---------- Records shown ----------
PR #2983, opened 2026-09-12
Carry image dimensions on empty Florence-2 VLM results

### LINKED ISSUE #2973: vlm_as_detector: empty Florence-2 results serialise as null image dimensions
# `vlm_as_detector`: empty Florence-2 results serialise as null image dimensions

> Follow-up promised in [#2892](https://github.com/roboflow/inference/pull/2892#issuecomment-5544651575).
> The automated review on #2892 flagged this as one of two P2 follow-ups
> ([review comment](https://github.com/roboflow/inference/pull/2892#issuecomment-5543318657)).

## Bug

An empty detection result from the Florence-2 parser serialises with
`"image": {"width": null, "height": null}`, even though the block has the input
image and knows its size. The same block, given a non-empty Florence-2 result,
serialises the correct dimensions — so the block's output shape depends on
whether anything was detected.

This is the Florence-2 half of the gap noted in review on #2892. #2892 fixed the
other VLM parsers by returning `empty_detections_with_image_metadata(...)`
(dimensions carried in `sv.Detections.metadata`, which survives zero rows). The
two Florence-2 parsers were explicitly left as a follow-up.

## Root cause

Both Florence-2 parsers write the dimensions **only** as a per-row `data` column:

- `inference/core/workflows/core_steps/formatters/vlm_as_detector/v1.py` — `parse_florence2_object_detection_response`
- `inference/core/workflows/core_steps/formatters/vlm_as_detector/v2.py` — `parse_florence2_object_detection_response`

```python
dimensions = np.array([[image_height, image_width]] * len(detections))
...
detections.data.update(
    {
        INFERENCE_ID_KEY: inference_ids,
        DETECTION_ID_KEY: detection_ids,
        PREDICTION_TYPE_KEY: prediction_type,
        IMAGE_DIMENSIONS_KEY: dimensions,
    }
)
```

With zero detections, `len(detections) == 0`, so `dimensions` has shape `(0,)`.
`serialise_sv_detections` (`common/serializers.py`) reads dimensions from its
per-row loop — `image_dimensions = data.get(IMAGE_DIMENSIONS_KEY)` — so with zero
rows the loop body never executes and `image_dimensions` stays `None`. The
serialiser's collection-metadata fallback added in #2892 only helps if the
producer actually attached metadata, and the Florence-2 parsers do not.

## Verification

The values below were recorded with a reproduction harness exercising the
paths illustrated in the minimal example, against #2892's
head (`c25c6f07d11f1c782dab073674c3b2108495c11a`), where the non-Florence
parsers already carry the fix — this isolates the Florence-2 gap. No maintainer
test run or CI result is claimed here.

## Measured behaviour

```
ISSUE 1 - parse_florence2_object_detection_response: empty result

v1: len(detections)=0
    data['image_dimensions'].shape = (0,)
    detections.metadata              = {}
    serialise_sv_detections()['image'] = {'width': None, 'height': None}

v2: len(detections)=0
    data['image_dimensions'].shape = (0,)
    detections.metadata              = {}
    serialise_sv_detections()['image'] = {'width': None, 'height': None}

ISSUE 1 (contrast) - non-empty Florence result
v1: len(detections)=1 -> serialise_sv_detections()['image'] = {'width': 640, 'height': 480}
v2: len(detections)=1 -> serialise_sv_detections()['image'] = {'width': 640, 'height': 480}
```

Input image was 640x480.

## Expected

Empty and non-empty results should serialise the same `image.width` /
`image.height` — the dimensions come from the input image, not from the
detections, so a zero-detection result is not a reason to lose them. 

## Environment

- Inference: `main` + #2892 (`c25c6f07d11f1c782dab073674c3b2108495c11a`)
- supervision: 0.29.1
- numpy: 2.2.6
- Python: 3.10.20
- OS: macOS 26.6.2 (arm64)

```python
import numpy as np

from inference.core.workflows.core_steps.common.serializers import serialise_sv_detections
from inference.core.workflows.core_steps.formatters.vlm_as_detector import v1, v2
from inference.core.workflows.execution_engine.entities.base import (
    ImageParentMetadata,
    WorkflowImageData,
)

image = WorkflowImageData(
    parent_metadata=ImageParentMetadata(parent_id="repro"),
    numpy_image=np.zeros((480, 640, 3), dtype=np.uint8),
)

for name, module in (("v1", v1), ("v2", v2)):
    detections = module.parse_florence2_object_detection_response(
        image=image,
        parsed_data={"bboxes": [], "labels": []},
        classes=None,
        inference_id="inference-id",
        florence_task_type="<OD>",
    )
    print(name, len(detections), serialise_sv_detections(detections)["image"])
    # v1 0 {'width': None, 'height': None}
    # v2 0 {'width': None, 'height': None}
```

The same flow through the block (`VLMAsDetectorBlockV1` / `V2`,
`model_type="florence-2"`, `task_type="object-detection"`, `vlm_output='{"bboxes": [], "labels": []}'`)
shows the same null dimensions in the block result.

### Suggested fix

Attach the dimensions to collection metadata when the result is empty, mirroring
`empty_detections_with_image_metadata` from #2892:

```python
detections = attach_parents_coordinates_to_sv_detections(
    detections=detections, image=image
)
if len(detections) == 0:
    detections.metadata[IMAGE_DIMENSIONS_KEY] = [image_height, image_width]
return detections
```

Applied to both `v1.py` and `v2.py`, this makes the two cases agree:

```
v1: len(detections)=0 -> serialise_sv_detections()['image'] = {'width': 640, 'height': 480}
v2: len(detections)=0 -> serialise_sv_detections()['image'] = {'width': 640, 'height': 480}
```

### Dependency on #2892

This fix depends on #2892's serialiser fallback
(`detections.metadata.get(IMAGE_DIMENSIONS_KEY)`) being present. Without it,
attaching metadata alone changes nothing observable, because the serialiser never
consults collection metadata. I can submit this as a separate follow-up after #2892.

### Affected tasks

Florence-2 `task_type` values that route to these parsers:
`object-detection`, `open-vocabulary-object-detection`,
`object-detection-and-caption`, `phrase-grounded-object-detection`,
`region-proposal`, `ocr-with-text-detection`. Any of them returning zero
detections hits this path.

Yes I'd like to help by submitting a PR!

davidnichols-ops:
## Why
Fixes #2973. `vlm_as_detector` v1/v2 serialise `image: {width: null, height: null}` for a
Florence-2 object-detection result with zero detections, while the same block with one
detection reports the real size.

## SHA
Updated through roboflow/inference@463a265bd3d3699bac1104993180a6623d3cce70 (#3004)

## Repro
```bash
PYTHONPATH=<worktree>/workflows python repro-2973.py
```
Before (base 0b201310):
`v1 ... serialised_image={'width': None, 'height': None}`
`v2 ... serialised_image={'width': None, 'height': None}`
After (head):
`v1 ... metadata={..., 'image_dimensions': [480, 640]} serialised_image={'width': 640, 'height': 480}`
`v2 ... metadata={..., 'image_dimensions': [480, 640]} serialised_image={'width': 640, 'height': 480}`

## What changed
Both `parse_florence2_object_detection_response` implementations write the image dimensions
only as a per-row `data` column (`IMAGE_DIMENSIONS_KEY`), so a zero-detection result keeps
them in a zero-row array that `serialise_sv_detections`'s row loop never reads. When the
result is empty, the dimensions are now also attached to `detections.metadata` under
`IMAGE_DIMENSIONS_KEY` — the same carrier the other VLM parsers already use via
`empty_detections_with_image_metadata`. The existing serialiser fallback (from #2892) then
emits the real `image.width` / `image.height`. No change to the non-empty path.

## Tests
- [x] unit — new regression tests, named nodes:
  - `workflows/tests/unit_tests/core_steps/formatters/vlm_as_detector/test_v1.py::test_formatter_for_florence2_empty_object_detection_keeps_image_dimensions`
  - `workflows/tests/unit_tests/core_steps/formatters/vlm_as_detector/test_v2.py::test_formatter_for_florence2_empty_object_detection_keeps_image_dimensions`
  - Before fix: both FAIL with `KeyError: 'image_dimensions'`, 2 failed / exit 1 — v1 on `assert predictions.metadata["image_dimensions"] == [192, 168]`; v2 on `assert predictions.metadata[IMAGE_DIMENSIONS_KEY] == [192, 168]` (pytest renders the resolved key as `'image_dimensions'`).
  - After fix: both PASS, 2 passed / exit 0.
- [x] focused files — `test_v1.py` + `test_v2.py`: 52 passed / exit 0.
- [x] nearby — `workflows/tests/unit_tests/core_steps/formatters/vlm_as_detector/` (incl. `test_v1_tensor.py`, `test_v2_tensor.py`) + `workflows/tests/unit_tests/core_steps/common/test_serializers.py`: 101 passed / exit 0.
----------
→ **Directions**
Only the lines containing the string "fallback" are needed; pull them out of the records.

→ **Result below**
serialiser's collection-metadata fallback added in #2892 only helps if the
This fix depends on #2892's serialiser fallback
`empty_detections_with_image_metadata`. The existing serialiser fallback (from #2892) then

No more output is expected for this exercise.